Task item.
Tally the lines in the records below that contain "constructor" and return only the result.

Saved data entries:
=== Section Start ===

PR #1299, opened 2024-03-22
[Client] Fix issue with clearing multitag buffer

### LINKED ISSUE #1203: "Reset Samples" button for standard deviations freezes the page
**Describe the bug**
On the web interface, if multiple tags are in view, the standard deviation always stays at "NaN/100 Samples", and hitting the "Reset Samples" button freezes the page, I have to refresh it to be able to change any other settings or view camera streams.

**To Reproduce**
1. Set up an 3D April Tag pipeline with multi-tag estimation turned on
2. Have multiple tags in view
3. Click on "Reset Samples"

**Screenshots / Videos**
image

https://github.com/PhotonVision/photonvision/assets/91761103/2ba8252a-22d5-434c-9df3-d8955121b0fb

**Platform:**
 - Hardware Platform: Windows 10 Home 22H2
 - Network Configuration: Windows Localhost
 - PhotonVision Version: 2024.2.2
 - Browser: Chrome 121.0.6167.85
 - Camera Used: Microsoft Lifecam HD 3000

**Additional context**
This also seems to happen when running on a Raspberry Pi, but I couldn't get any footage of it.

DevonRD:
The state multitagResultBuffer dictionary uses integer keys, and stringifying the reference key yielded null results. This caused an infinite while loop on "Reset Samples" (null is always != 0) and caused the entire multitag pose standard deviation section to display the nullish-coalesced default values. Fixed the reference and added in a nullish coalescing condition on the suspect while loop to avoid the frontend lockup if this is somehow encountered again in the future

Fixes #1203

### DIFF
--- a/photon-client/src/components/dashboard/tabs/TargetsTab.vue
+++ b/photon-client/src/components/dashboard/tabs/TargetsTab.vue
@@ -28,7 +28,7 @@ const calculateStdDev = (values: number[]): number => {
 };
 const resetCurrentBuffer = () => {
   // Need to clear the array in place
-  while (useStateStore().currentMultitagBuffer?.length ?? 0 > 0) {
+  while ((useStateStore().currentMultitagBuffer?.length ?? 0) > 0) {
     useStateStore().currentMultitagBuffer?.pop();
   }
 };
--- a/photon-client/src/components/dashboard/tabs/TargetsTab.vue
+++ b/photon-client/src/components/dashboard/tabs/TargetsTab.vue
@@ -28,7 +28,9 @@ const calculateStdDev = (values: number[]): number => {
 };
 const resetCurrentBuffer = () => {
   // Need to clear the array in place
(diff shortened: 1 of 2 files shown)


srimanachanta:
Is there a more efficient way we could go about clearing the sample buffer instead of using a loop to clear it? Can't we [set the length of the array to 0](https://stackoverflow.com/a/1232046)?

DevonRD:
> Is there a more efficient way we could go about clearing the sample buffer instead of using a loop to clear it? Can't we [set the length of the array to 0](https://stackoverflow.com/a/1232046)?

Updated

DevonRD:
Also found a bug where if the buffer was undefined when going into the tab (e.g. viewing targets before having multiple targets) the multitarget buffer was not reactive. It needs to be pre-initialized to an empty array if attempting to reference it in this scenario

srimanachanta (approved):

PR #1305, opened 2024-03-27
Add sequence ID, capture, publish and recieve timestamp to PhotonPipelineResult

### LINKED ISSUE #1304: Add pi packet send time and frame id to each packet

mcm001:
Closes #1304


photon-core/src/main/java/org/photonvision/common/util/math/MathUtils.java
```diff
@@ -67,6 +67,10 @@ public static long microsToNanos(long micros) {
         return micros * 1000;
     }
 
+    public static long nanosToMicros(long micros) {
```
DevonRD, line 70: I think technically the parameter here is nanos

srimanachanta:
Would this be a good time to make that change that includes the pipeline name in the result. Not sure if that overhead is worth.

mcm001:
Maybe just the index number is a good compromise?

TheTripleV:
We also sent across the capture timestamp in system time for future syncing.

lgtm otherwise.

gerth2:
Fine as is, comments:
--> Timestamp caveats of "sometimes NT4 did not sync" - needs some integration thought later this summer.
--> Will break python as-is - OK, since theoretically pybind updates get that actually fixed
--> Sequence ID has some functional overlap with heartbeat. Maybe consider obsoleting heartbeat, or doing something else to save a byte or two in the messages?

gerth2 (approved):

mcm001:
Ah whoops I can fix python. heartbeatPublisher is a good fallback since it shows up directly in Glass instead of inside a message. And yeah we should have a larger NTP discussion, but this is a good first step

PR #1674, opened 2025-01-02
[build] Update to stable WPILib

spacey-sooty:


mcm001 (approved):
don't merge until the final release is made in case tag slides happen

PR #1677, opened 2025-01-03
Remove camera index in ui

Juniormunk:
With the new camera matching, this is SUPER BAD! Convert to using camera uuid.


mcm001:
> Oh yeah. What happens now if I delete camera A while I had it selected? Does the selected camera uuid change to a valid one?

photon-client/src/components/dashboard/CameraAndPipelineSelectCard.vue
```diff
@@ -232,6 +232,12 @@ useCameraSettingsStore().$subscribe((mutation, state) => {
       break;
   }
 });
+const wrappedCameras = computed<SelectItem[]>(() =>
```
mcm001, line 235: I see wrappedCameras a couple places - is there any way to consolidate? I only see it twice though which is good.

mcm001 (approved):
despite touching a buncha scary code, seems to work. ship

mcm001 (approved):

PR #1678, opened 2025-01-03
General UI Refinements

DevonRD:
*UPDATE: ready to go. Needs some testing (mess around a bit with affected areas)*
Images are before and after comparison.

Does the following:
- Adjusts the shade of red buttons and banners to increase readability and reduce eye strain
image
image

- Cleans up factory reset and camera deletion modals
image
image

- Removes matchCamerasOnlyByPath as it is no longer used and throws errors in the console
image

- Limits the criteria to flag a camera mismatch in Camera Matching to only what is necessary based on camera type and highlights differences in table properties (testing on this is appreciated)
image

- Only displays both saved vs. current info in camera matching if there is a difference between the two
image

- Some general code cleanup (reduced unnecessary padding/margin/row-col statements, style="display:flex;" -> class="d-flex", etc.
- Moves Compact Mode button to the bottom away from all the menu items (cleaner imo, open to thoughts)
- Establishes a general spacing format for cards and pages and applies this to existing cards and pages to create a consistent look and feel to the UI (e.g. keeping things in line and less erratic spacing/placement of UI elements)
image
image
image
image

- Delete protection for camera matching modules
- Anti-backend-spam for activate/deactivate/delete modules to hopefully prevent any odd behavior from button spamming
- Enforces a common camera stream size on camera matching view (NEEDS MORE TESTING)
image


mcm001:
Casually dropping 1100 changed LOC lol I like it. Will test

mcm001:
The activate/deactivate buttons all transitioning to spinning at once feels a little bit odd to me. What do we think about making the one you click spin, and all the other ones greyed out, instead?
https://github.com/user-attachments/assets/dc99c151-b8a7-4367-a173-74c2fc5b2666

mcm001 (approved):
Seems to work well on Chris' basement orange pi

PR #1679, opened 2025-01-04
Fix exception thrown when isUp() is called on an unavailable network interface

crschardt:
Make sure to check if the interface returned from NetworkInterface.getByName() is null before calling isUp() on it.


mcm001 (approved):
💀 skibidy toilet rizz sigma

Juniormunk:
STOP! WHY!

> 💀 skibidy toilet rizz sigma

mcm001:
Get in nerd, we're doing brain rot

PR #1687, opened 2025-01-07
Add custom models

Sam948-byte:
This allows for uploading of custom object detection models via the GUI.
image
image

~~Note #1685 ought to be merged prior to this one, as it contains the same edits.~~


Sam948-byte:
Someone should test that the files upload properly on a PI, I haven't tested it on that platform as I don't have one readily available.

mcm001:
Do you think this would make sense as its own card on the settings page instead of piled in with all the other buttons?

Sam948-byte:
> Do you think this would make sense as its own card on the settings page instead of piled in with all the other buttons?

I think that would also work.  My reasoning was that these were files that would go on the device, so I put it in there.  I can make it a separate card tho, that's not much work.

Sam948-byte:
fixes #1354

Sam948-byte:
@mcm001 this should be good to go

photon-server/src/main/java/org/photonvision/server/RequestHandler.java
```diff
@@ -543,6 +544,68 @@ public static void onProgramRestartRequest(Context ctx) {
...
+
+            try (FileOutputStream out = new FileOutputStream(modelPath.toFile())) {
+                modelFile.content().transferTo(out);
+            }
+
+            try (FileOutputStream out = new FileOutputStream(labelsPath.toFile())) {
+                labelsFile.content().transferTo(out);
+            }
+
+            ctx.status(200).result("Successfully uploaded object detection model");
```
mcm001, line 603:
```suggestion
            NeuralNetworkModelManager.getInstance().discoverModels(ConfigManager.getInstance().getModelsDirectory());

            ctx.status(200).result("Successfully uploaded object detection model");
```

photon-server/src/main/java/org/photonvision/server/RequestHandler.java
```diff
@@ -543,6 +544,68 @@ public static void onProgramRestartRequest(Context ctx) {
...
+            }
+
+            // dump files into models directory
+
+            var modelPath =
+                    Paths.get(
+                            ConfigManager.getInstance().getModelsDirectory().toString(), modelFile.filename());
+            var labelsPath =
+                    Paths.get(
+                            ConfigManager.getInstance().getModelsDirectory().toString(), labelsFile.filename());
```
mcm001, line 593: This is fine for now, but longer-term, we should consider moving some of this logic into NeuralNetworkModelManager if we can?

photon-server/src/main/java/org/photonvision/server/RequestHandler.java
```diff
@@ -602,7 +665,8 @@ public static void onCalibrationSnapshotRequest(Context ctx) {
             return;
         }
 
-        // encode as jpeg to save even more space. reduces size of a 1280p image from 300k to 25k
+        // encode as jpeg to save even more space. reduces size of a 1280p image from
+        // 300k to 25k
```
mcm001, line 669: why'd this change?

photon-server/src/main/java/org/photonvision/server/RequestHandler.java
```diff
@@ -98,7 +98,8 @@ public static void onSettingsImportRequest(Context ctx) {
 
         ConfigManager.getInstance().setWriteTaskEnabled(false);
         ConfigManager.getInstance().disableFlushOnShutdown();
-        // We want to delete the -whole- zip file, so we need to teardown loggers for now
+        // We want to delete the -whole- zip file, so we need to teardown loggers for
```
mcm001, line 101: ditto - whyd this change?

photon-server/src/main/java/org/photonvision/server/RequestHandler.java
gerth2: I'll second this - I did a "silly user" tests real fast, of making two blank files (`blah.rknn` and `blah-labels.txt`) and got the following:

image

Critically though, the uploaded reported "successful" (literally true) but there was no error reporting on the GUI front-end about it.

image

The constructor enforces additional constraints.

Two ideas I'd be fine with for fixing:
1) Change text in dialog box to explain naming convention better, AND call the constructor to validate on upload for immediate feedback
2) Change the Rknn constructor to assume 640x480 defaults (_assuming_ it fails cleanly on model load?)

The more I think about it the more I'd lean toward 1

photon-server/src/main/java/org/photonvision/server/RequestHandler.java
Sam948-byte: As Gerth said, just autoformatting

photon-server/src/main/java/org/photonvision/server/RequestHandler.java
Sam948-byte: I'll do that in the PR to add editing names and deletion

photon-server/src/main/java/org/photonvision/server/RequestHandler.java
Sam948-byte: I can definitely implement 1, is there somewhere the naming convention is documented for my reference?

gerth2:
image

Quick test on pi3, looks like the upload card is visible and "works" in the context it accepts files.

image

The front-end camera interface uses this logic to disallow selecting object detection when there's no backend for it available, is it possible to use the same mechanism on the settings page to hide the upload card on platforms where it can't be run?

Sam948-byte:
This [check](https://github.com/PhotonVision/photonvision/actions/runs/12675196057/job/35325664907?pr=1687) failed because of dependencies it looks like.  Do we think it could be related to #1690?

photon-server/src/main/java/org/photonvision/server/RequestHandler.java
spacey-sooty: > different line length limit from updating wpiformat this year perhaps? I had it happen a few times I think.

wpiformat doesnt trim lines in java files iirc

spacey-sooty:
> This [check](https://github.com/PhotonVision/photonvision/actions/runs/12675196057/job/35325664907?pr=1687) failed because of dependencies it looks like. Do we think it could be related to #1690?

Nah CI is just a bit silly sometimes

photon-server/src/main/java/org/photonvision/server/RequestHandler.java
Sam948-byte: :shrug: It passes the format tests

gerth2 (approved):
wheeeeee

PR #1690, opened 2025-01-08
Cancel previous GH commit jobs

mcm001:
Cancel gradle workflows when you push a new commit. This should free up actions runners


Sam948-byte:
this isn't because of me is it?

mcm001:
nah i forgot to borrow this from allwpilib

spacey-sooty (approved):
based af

=== Section End ===

Solution for this exercise.
3